Statistical Analyses Statistical analyses were completed using SPSS for Windows (SPSS, Inc.; Version 26.0). The following tests were performed to examine differences between the three levels of entanglement groups: Yes, No, and CBD. A one-way MANOVA on ranked data was performed to compare the proportion of numerical abundance of Code 0-5 otoliths, with follow-up ANOVAs for significant variables. Kruskal-Wallis H tests were performed to compare average prey length, average prey weight, total reconstructed weight, and species diversity per dolphin. A one-way ANOVA on log transformed data was performed to compare the quantity of prey. To explore biases in the samples set, I performed a one-way ANOVA on inverse transformed data to compare the standard length (straight length from tip of rostrum to fluke notch) of dolphins and chi-square tests of independence to compare sex (male and female) and age group. Age groups were defined according to age, growth, and sexually dimorphic parameters in Lynott (2012), Mead and Potter (1990), and Stolen et al. (2002) as follows: 1) calves were sexually immature and 1.5 years or younger (or <170 cm body length when age data were unavailable); 2) juveniles were sexually immature and 1.6 - 10 years old (or 171 - 250 cm) for males or 1.6 - 8 years old (or 171 - 230 cm) for females; and 3) adults were sexually mature and >10 years old (or >250 cm) for males or >8 years (or >230 cm) for females. Pairwise comparisons in the Kruskal-Wallis H tests were from a Dunn’s procedure. MANOVA and ANOVA pairwise comparisons were performed using Tukey-Kramer post-hoc tests.
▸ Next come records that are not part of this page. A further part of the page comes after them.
PR #13166, opened 2026-03-28
refactor(frontend): reduce NewRun effect syncing

jeffspahr:
## Summary
- derive `specParameters` and the initial pipeline root in `NewRunV2` instead of copying them into local state from a parent effect
- key `NewRunParametersV2` off template plus cloned-runtime-config identity so parameter and pipeline-root state resets with the right defaults when those inputs change
- initialize cloned pipeline-root UI state from props in `NewRunParametersV2` and add rerender/remount regressions for the new reset path

## Why
This is the next `useEffect` cleanup slice after #13140. The remaining hotspot in the New Run flow was the template/runtime-config handoff between `NewRunV2` and `NewRunParametersV2`:

- `NewRunV2` parsed the template and then copied `specParameters` and `pipelineRoot` into local state in an effect
- `NewRunParametersV2` had another effect just to mirror `clonedRuntimeConfig.pipeline_root` into local checkbox/input state

That parent/child sync made the flow harder to reason about and kept the reset behavior spread across effects. This change keeps the existing mount-time parameter propagation, but moves template-derived values to render-time derivation and uses keyed remounts for the child-owned editable state.

I kept this PR narrower than the remaining selector-label sync in `NewRunV2`; that part can still be a follow-up.

## Verification
- `cd frontend && fnm exec --using .nvmrc -- npx prettier@3.8.1 --check src/pages/NewRunV2.tsx src/components/NewRunParametersV2.tsx src/pages/NewRunV2.test.tsx src/components/NewRunParametersV2.test.tsx`
- `cd frontend && fnm exec --using .nvmrc -- npm run test:ui -- src/pages/NewRunV2.test.tsx src/components/NewRunParametersV2.test.tsx`

### DIFF
--- a/frontend/src/pages/NewRunV2.tsx
+++ b/frontend/src/pages/NewRunV2.tsx
@@ -97,13 +97,55 @@ export type SpecParameters = { [key: string]: ComponentInputsSpec_ParameterSpec 
 export type RuntimeParameters = { [key: string]: any };
 type KeyedState<T> = { key: string; value: T };
 
-const hashString = (value: string): string => {
-  let hash = 0;
+const hashString64 = (value: string): string => {
+  let first = 0x9e3779b1;
+  let second = 0x85ebca77;
+
   for (let index = 0; index < value.length; index++) {
-    hash = (hash * 31 + value.charCodeAt(index)) | 0;
+    const charCode = value.charCodeAt(index);
+    first = Math.imul(first ^ charCode, 2654435761);
+    second = Math.imul(second ^ charCode, 1597334677);
   }
-  return (hash >>> 0).toString(36);
+
+  first =
+    Math.imul(first ^ (first >>> 16), 2246822507) ^ Math.imul(second ^ (second >>> 13), 3266489909);
+  second =
+    Math.imul(second ^ (second >>> 16), 2246822507) ^ Math.imul(first ^ (first >>> 13), 3266489909);
+
+  return `${(first >>> 0).toString(16).padStart(8, '0')}${(second >>> 0)
+    .toString(16)
+    .padStart(8, '0')}`;
 };
+
+const getEmptyTemplateData = () => ({
+  defaultPipelineRoot: undefined as string | undefined,
+  specParameters: {} as SpecParameters,
+});
+
+const getTemplateData = (templateString?: string) => {
+  if (!templateString) {
+    return getEmptyTemplateData();
+  }
+
+  try {
+    const spec = convertYamlToV2PipelineSpec(templateString);
+    return {
+      defaultPipelineRoot: spec.defaultPipelineRoot,
+      specParameters: spec.root?.inputDefinitions?.parameters ?? {},
+    };
+  } catch (error) {
+    logger.error('Cannot parse pipeline template.', error);
+    return getEmptyTemplateData();
+  }
+};
+
+function useKeyedState<T>(key: string, initialValue: T) {
+  const [state, setState] = useState<KeyedState<T>>({ key: '', value: initialValue });
+  const value = state.key === key ? state.value : initialValue;
+  const setValue = useCallback((value: T) => setState({ key, value }), [key]);
+
+  return [value, setValue] as const;
+}
 
 type CloneOrigin = {
   isClone: boolean;
@@ -223,18 +265,7 @@ function NewRunV2(props: NewRunV2Props) {
   const [experiment, setExperiment] = useState(chosenExperiment);
   const [experimentName, setExperimentName] = useState('');
   const [serviceAccount, setServiceAccount] = useState('');
-  const [runtimeParametersState, setRuntimeParametersState] = useState<
-    KeyedState<RuntimeParameters>
-  >({ key: '', value: {} });
-  const [pipelineRootState, setPipelineRootState] = useState<KeyedState<string | undefined>>({
-    key: '',
-    value: undefined,
-  });
   const [isStartingNewRun, setIsStartingNewRun] = useState(false);
-  const [isParameterValidState, setIsParameterValidState] = useState<KeyedState<boolean>>({
-    key: '',
-    value: false,
-  });
   const [openNewExperiment, setOpenNewExperiment] = useState(false);
   const [isRecurringRun, setIsRecurringRun] = useState(
     urlParser.get(QUERY_PARAMS.isRecurring) === '1' || cloneOrigin.isRecurring,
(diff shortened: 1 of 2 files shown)


frontend/src/pages/NewRunV2.tsx
```diff
@@ -248,6 +256,49 @@ function NewRunV2(props: NewRunV2Props) {
...
+      defaultPipelineRoot: spec.defaultPipelineRoot,
+      specParameters: spec.root?.inputDefinitions?.parameters ?? {},
+    };
+  }, [templateString]);
+  const parameterStateKey = useMemo(
+    () =>
+      JSON.stringify({
+        clonedRuntimeConfig: clonedRuntimeConfig ?? null,
+        templateString: templateString ?? '',
+      }),
```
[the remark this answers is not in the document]
jeffspahr: Addressed in 050c4cbf3. I replaced the raw `JSON.stringify(...)` key with a compact deterministic hash of the template string and cloned runtime config, so the reset semantics stay stable without carrying the full YAML/config strings through the React `key` and state path. I did not use the random-key suggestion because it would break deterministic rerender/reset behavior. Verification: `npm run test:ui -- src/pages/NewRunV2.test.tsx src/components/NewRunParametersV2.test.tsx` and `npm run typecheck` on the PR branch.

frontend/src/pages/NewRunV2.tsx
```diff
@@ -95,6 +95,15 @@ type NewRunV2Props = RunV2Props & PageProps;
...
 export type RuntimeParameters = { [key: string]: any };
+type KeyedState<T> = { key: string; value: T };
+
+const hashString = (value: string): string => {
+  let hash = 0;
+  for (let index = 0; index < value.length; index++) {
+    hash = (hash * 31 + value.charCodeAt(index)) | 0;
+  }
+  return (hash >>> 0).toString(36);
+};
```
manaswinidas, line 118: **suggestion:** 32-bit hash has realistic collision risk for structurally similar templates (e.g. two versions differing only in a default value). A collision would silently show stale parameters. Since `parameterStateKey` is only compared for equality, raw strings work and are collision-free:

```suggestion
const parameterStateKey = useMemo(
  () => `${templateString ?? ''}::${JSON.stringify(clonedRuntimeConfig ?? null)}`,
  [clonedRuntimeConfig, templateString],
);
```

If size is a concern, `hashString` could be kept but should use a wider window (64-bit or crypto digest).

frontend/src/pages/NewRunV2.tsx
```diff
@@ -248,6 +264,48 @@ function NewRunV2(props: NewRunV2Props) {
...
+        specParameters: {} as SpecParameters,
+      };
+    }
+
+    const spec = convertYamlToV2PipelineSpec(templateString);
+    return {
+      defaultPipelineRoot: spec.defaultPipelineRoot,
+      specParameters: spec.root?.inputDefinitions?.parameters ?? {},
+    };
+  }, [templateString]);
```
manaswinidas: **suggestion:** `convertYamlToV2PipelineSpec` throws on incomplete specs. Inside `useMemo` that crashes the component tree. Pre-existing gap, but since this is being touched — a `try/catch` with empty-state fallback would be resilient:

```typescript
const { defaultPipelineRoot, specParameters } = useMemo(() => {
  if (!templateString) {
    return { defaultPipelineRoot: undefined, specParameters: {} as SpecParameters };
  }
  try {
    const spec = convertYamlToV2PipelineSpec(templateString);
    return {
      defaultPipelineRoot: spec.defaultPipelineRoot,
      specParameters: spec.root?.inputDefinitions?.parameters ?? {},
    };
  } catch {
    return { defaultPipelineRoot: undefined, specParameters: {} as SpecParameters };
  }
}, [templateString]);
```

frontend/src/pages/NewRunV2.tsx
```diff
@@ -248,6 +264,48 @@ function NewRunV2(props: NewRunV2Props) {
...
+      )}`,
+    [clonedRuntimeConfig, templateString],
+  );
+  const initialPipelineRoot = clonedRuntimeConfig?.pipeline_root ?? defaultPipelineRoot;
+  const pipelineRoot =
+    pipelineRootState.key === parameterStateKey ? pipelineRootState.value : initialPipelineRoot;
+  const runtimeParameters =
+    runtimeParametersState.key === parameterStateKey ? runtimeParametersState.value : {};
+  const isParameterValid =
+    isParameterValidState.key === parameterStateKey ? isParameterValidState.value : false;
```
manaswinidas: **nit:** The `KeyedState<T>` + key-check + `useCallback` setter is repeated 3×. A small hook would make the pattern self-documenting:

```typescript
function useKeyedState<T>(key: string, initial: T) {
  const [s, setS] = useState<KeyedState<T>>({ key: '', value: initial });
  const value = s.key === key ? s.value : initial;
  const setValue = useCallback((v: T) => setS({ key, value: v }), [key]);
  return [value, setValue] as const;
}
```

Then these three blocks collapse to:
```typescript
const [pipelineRoot, handlePipelineRootChange] = useKeyedState(parameterStateKey, initialPipelineRoot);
const [runtimeParameters, handleParameterChange] = useKeyedState(parameterStateKey, {} as RuntimeParameters);
const [isParameterValid, handleParameterValidityChange] = useKeyedState(parameterStateKey, false);
```

frontend/src/pages/NewRunV2.tsx
jeffspahr: Addressed in 32aadf3ba. I moved the template parsing into a small helper with a `try/catch` fallback, log the parse failure, and return empty template-derived state instead of crashing the page. I also added a regression test that renders the page with an invalid template string and verifies it falls back to the empty-parameters state.

frontend/src/pages/NewRunV2.tsx
jeffspahr: Addressed in 32aadf3ba. I replaced the repeated keyed-state blocks with a local `useKeyedState` helper, which removes the repeated key check and setter wiring while keeping the same reset semantics.

frontend/src/pages/NewRunV2.tsx
jeffspahr: Addressed in 32aadf3ba. I kept the compact key, but widened it from a single 32-bit hash to a 64-bit-style pair of mixed 32-bit lanes and included the template/config string lengths in the final key. That keeps the reset key small while making silent collisions far less realistic than the earlier version.

PR #13167, opened 2026-03-28
test(frontend): add literal input frontend integration test

### LINKED ISSUE #12603: [feature] KEP-11385: Implement UI drop-down menu for Literal input parameters

jeffspahr:
## Summary
- add a frontend integration fixture for a v2 pipeline with literal runtime inputs
- add a WDIO test that verifies the literal parameter renders as a dropdown, blocks start until a value is selected, and carries the selected value into the created run
- include the new spec in the default frontend integration test suite

This closes the last remaining task called out in #12603.
Closes #12603.

## Verification
- `node --check test/frontend-integration-test/literal-input.spec.js`
- `node --check test/frontend-integration-test/wdio.conf.js`
- `ruby -e "require 'yaml'; YAML.load_file('test/frontend-integration-test/literal-input.yaml')"`

## Notes
- I attempted to run the WDIO flow locally, but the available browser target in this environment served a stale deployed UI image rather than the branch code, so I did not count that as trustworthy branch verification.

### DIFF
--- a/test/frontend-integration-test/literal-input.spec.js
+++ b/test/frontend-integration-test/literal-input.spec.js
@@ -17,6 +17,8 @@ const URL = require('url').URL;
 const {
   buildTableRowSelector,
   clearDefaultInput,
+  saveDebugScreenshot,
+  selectPipelineForRun,
   waitForCondition,
   waitForHashPrefix,
   waitForRunPageReady,
@@ -28,28 +30,8 @@ const selectedLiteral = 'staging';
 const uiTimeout = 10000;
 const runStartTimeout = 30000;
 
-async function selectPipelineForRun() {
-  await $('#choosePipelineBtn').waitForDisplayed({ timeout: uiTimeout });
-  await $('#choosePipelineBtn').click();
-
-  await $('#pipelineSelectorDialog').waitForDisplayed({ timeout: uiTimeout });
-  const pipelineRowSelector = buildTableRowSelector(pipelineName, {
-    containerXPath: '//*[@id="pipelineSelectorDialog"]',
-  });
-
-  await waitForCondition(
-    async () => (await $(pipelineRowSelector).isExisting()),
-    {
-      timeout: uiTimeout,
-      timeoutMsg: `expected pipeline row for ${pipelineName} to appear`,
-    },
-  );
-
-  await $(pipelineRowSelector).click();
-  await $('#usePipelineBtn').waitForEnabled({ timeout: uiTimeout });
-  await $('#usePipelineBtn').click();
-  await $('#pipelineSelectorDialog').waitForDisplayed({ timeout: uiTimeout, reverse: true });
-}
+let createdRunId = '';
+let pipelineUploaded = false;
 
 async function waitForCreatedRunId() {
   const currentHash = new URL(await browser.getUrl()).hash;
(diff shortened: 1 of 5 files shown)


Sridhar1030 (commented):
The added integration test covers the core enum-input flow well. Would it also make sense to add a case for a parameter with a default enum value, or for multiple literal parameters, to verify the UI behavior beyond the single-parameter scenario?

jeffspahr:
@Sridhar1030 I'm going to keep this one tightly scoped, but feel free to open an issue/pr for other improved testing.

test/frontend-integration-test/literal-input.spec.js
```diff
@@ -0,0 +1,234 @@
...
+      timeout: uiTimeout,
+      timeoutMsg: `expected pipeline row for ${pipelineName} to appear`,
+    },
+  );
+
+  await $(pipelineRowSelector).click();
+  await $('#usePipelineBtn').waitForEnabled({ timeout: uiTimeout });
+  await $('#usePipelineBtn').click();
+  await $('#pipelineSelectorDialog').waitForDisplayed({ timeout: uiTimeout, reverse: true });
+}
```
manaswinidas: DRY: `selectPipelineForRun()` is copy-pasted near-identically in `helloworld.spec.js` and `tensorboard-example.spec.js`. Extract to `test-helpers.js`, parameterized by `pipelineName`. The sibling copies also include diagnostic `try/catch` + `saveDebugScreenshot` that this copy omits — a shared version should include those.

test/frontend-integration-test/literal-input.spec.js
```diff
@@ -0,0 +1,234 @@
...
+
+const assert = require('assert');
+const URL = require('url').URL;
+const {
+  buildTableRowSelector,
+  clearDefaultInput,
+  waitForCondition,
+  waitForHashPrefix,
+  waitForRunPageReady,
+} = require('./test-helpers');
```
manaswinidas, line 25: `saveDebugScreenshot` is not imported. Both sibling specs capture screenshots on failure for CI debugging — without it, failures here will produce no diagnostic artifacts.

test/frontend-integration-test/literal-input.spec.js
```diff
@@ -0,0 +1,234 @@
...
+    return {
+      ok: response.ok,
+      run: responseBody,
+      status: response.status,
+    };
+  }, runId);
+}
+
+describe('literal input parameter integration', () => {
+  before(async () => {
```
manaswinidas, line 159: No `after` hook for cleanup. Both sibling specs clean up (helloworld deletes the pipeline; tensorboard uses `after`). This leaves the uploaded pipeline and created run behind, risking environment pollution over time.

test/frontend-integration-test/literal-input.spec.js
```diff
@@ -0,0 +1,234 @@
...
+
+    await $('#createNewRunBtn').waitForDisplayed({ timeout: uiTimeout });
+    await $('#createNewRunBtn').click();
+    await waitForHashPrefix('#/runs/new', { timeout: uiTimeout });
+
+    await selectPipelineForRun();
+    await waitForRunPageReady({ timeout: runStartTimeout });
+  });
+
+  it('renders the literal parameter as a dropdown and requires a selection before start', async () => {
```
manaswinidas, line 196: Redundant call: `waitForRunPageReady` was already called at line 131 in the previous `it` block. Remove one.

test/frontend-integration-test/literal-input.spec.js
```diff
@@ -0,0 +1,234 @@
...
+
+    await $(selectors.runName).click();
+    await clearDefaultInput();
+    await browser.keys(runName);
+
+    const literalSelect = await $('//*[@role="combobox" and @id="environment"]');
+    await literalSelect.waitForDisplayed({ timeout: uiTimeout });
+    const literalNativeInput = await literalSelect.$(
+      './following-sibling::input[contains(@class, "MuiSelect-nativeInput")]',
+    );
```
manaswinidas: Nit: `MuiSelect-nativeInput` is an MUI internal class. If MUI changes its Select rendering this breaks silently. Prefer a `data-testid` on the component side.

test/frontend-integration-test/literal-input.spec.js
```diff
@@ -0,0 +1,234 @@
...
+      async () => {
+        fetchedRun = await fetchRunById(runId);
+        if (!fetchedRun.ok) {
+          return false;
+        }
+        return fetchedRun.run.runtime_config?.parameters?.environment === selectedLiteral;
+      },
+      {
+        timeout: runStartTimeout,
+        interval: 1000,
```
manaswinidas, line 279: Tautological: if `waitForCondition` resolved without throwing, the equality `=== selectedLiteral` is already guaranteed. This `assert.equal` can never fail. Either drop it, or restructure so `waitForCondition` waits only for `fetchedRun.ok` and the assert checks the parameter value separately.

test/frontend-integration-test/literal-input.yaml
```diff
@@ -0,0 +1,105 @@
+# Copyright 2018 The Kubeflow Authors
```
manaswinidas: Nit: copyright year should be `2026` for a newly created file.

test/frontend-integration-test/literal-input.spec.js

When the mean is presented, standard deviation (SD) is given as the measure of variance using the convention x ± SD.

49

RESULTS A total of 200 stranded bottlenose dolphins Tursiops truncatus were considered for this study (see Chapter 2 for the demographic breakup of these dolphins as well as the description of diet including differences between age groups, seasons, and sex). At least 10,426 prey items representing 32 species from 22 families were identified from the 20,929 otoliths (19,692 sagittae, 715 lapilli, 376 asterisci, 146 unknown) and 344 squid beaks found in the stomachs of the 200 dolphins analyzed. Of the 200 dolphins examined, 193 contained otoliths; the remaining seven contained only squid beaks or fish bones other than otoliths and were excluded from analyses involving the coded otoliths. All 19,692 sagittae were Coded 0-5 and the proportion of numerical abundance (%NA) was calculated per dolphin. The %NA of the otoliths codes varied significantly among the entanglement categories (Table 11). Follow-up univariate one-way ANOVAs were evaluated at p<0.05 and revealed that the %NA of Code 0, 1, 4 and 5 varied significantly between the entanglement groups (Table 12). The following are statistically significant by Tukey-Kramer post hoc tests at p<0.05. Code 0 and 1 otoliths comprised a higher proportion while Code 4 and Code 5 otoliths comprised a lower proportion in dolphins that scored Yes for signs of entanglement than No or CBD. Entanglement-No and CBD dolphins contained a similar proportion of Code 1, 4 and 5 otoliths; however, Code 0 otoliths comprised a significantly higher portion of Entanglement-CBD dolphins than Entanglement-No dolphin (Table 12).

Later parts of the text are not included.